Polygraphy only supports a single input sample (iteration) during debug reduce
Description
The Polygraphy CLI examples show how to implement a custom data loader script. In that example, the custom data loader returns a generator which yields 5 distinct input samples.
Another CLI tutorial describes how to reduce failing ONNX models using debug reduce. That tutorial mentions:
Though we're using a file here, input data can be provided via any other Polygraphy data loader argument covered in the CLI user guide.

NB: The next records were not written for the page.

PR #4313, opened 2022-11-30
Remove definite article from "The AddressSanitizer"

Porges:
This is a proper noun and it reads as if we wrote "the Visual Studio" everywhere. There are probably other documents to update as well.

### DIFF
--- a/docs/sanitizers/asan.md
+++ b/docs/sanitizers/asan.md
@@ -10,7 +10,7 @@ helpviewer_keywords: ["ASan", "AddressSanitizer", "Address Sanitizer", "compilin
 
 ## Overview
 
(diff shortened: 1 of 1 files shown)


corob-msft (approved):
@Porges Thanks for the updates. I fiddled with them slightly to make our grammar checker happy.

docs/sanitizers/asan.md
```diff
@@ -34,17 +34,17 @@ Use AddressSanitizer to reduce your time spent on:
...
 
 - Local machine testing,
 - On-premise distributed testing, and
 - Cloud-based workflows for testing.
 
-### Install the AddressSanitizer
+### Install AddressSanitizer
 
-The AddressSanitizer IDE integration and libraries get installed by default with C++ workloads in the Visual Studio Installer. However, if you're upgrading from an older version of Visual Studio 2019, use the Installer to enable ASan support after the upgrade:
+C++ workloads in the Visual Studio Installer install AddressSanitizer IDE integration and libraries by default. However, if you're upgrading from an older version of Visual Studio 2019, use the Installer to enable ASan support after the upgrade:
```
Porges, line 47: @corob-msft I think the `the` here should have been retained

corob-msft: Yes, I expect so too.

corob-msft: A fix will appear Monday.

However, the tutorial does not mention that debug reduce does not support custom data loader scripts which return more than 1 input sample/iteration.

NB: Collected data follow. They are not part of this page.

PR #4377, opened 2023-01-20
fix typo - change "map" to "set" on <set> functions page

donkervoet6:
The <set> functions page lists "swap (map)", which should actually be "swap (set)"


TylerMSFT (approved):
Thank you for taking the time to fix this! Much appreciated.

PR #4378, opened 2023-01-20
BitScanForward clarification to avoid ambiguous "return" term.

mstrgram:
The remarks section has been reworded to avoid confusing use of the word "return" for both actual return value and the bit index written to the address given in the first parameter.


corob-msft (approved):
@mstrgram Thanks for the clarification.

As the code does not check for the existence of multiple input sample, instead of printing an error message, it fails silently by using wrong intermediate results during the comparison, which leads to incorrect comparison results (e.g. comparison failing, even though it should succeed, or vice versa), and wrong subgraphs being identified as faulty.
Underlying issues in polygraphy
The following two underlying issues are contributing to the described behavior:
1.) Initialization bug in polygraphy data to-input
Step 2 of the tutorial on reducing failing ONNX models relies on the polygraphy data to-input sub-tool. There is a bug in the tool that causes it to generate an incorrect layerwise_inputs.json when the custom data loader returns more than 1 input sample (=iteration):
https://github.com/NVIDIA/TensorRT/blob/a833f79454d313c259a561704b655be21eb30c15/tools/Polygraphy/polygraphy/tools/data/subtool/to_input.py#L48-L64
Here, the padding in line 61 is performed incorrectly. Note that this line is always executed, since initially, inputs is initialized with an empty list (line 48).
Instead of creating a new, empty OrderedDict for each input sample, e.g. using a list comprehension over range(len(new_inputs) - len(inputs)), the multiplication of the list [OrderedDict()] by a scalar leads to the same dictionary instance being inserted into the list N times. This means that when e.g. the 2nd input sample is being loaded into the dict using inp.update(new_inp), the tensors of the 1st input sample will erroneously get overwritten.
Thus, the layerwise intermediate input tensors stored in layerwise_inputs.json will (wrongly) be identical across all iterations. However, the corresponding golden output tensors stored in layerwise_golden.json (used in step 3 of the tutorial) correctly vary across iterations/input samples. Therefore, the comparison will be executed incorrectly, and any root cause analysis of failing ONNX subgraphs will mis-lead to wrong conclusions when using more than 1 input sample.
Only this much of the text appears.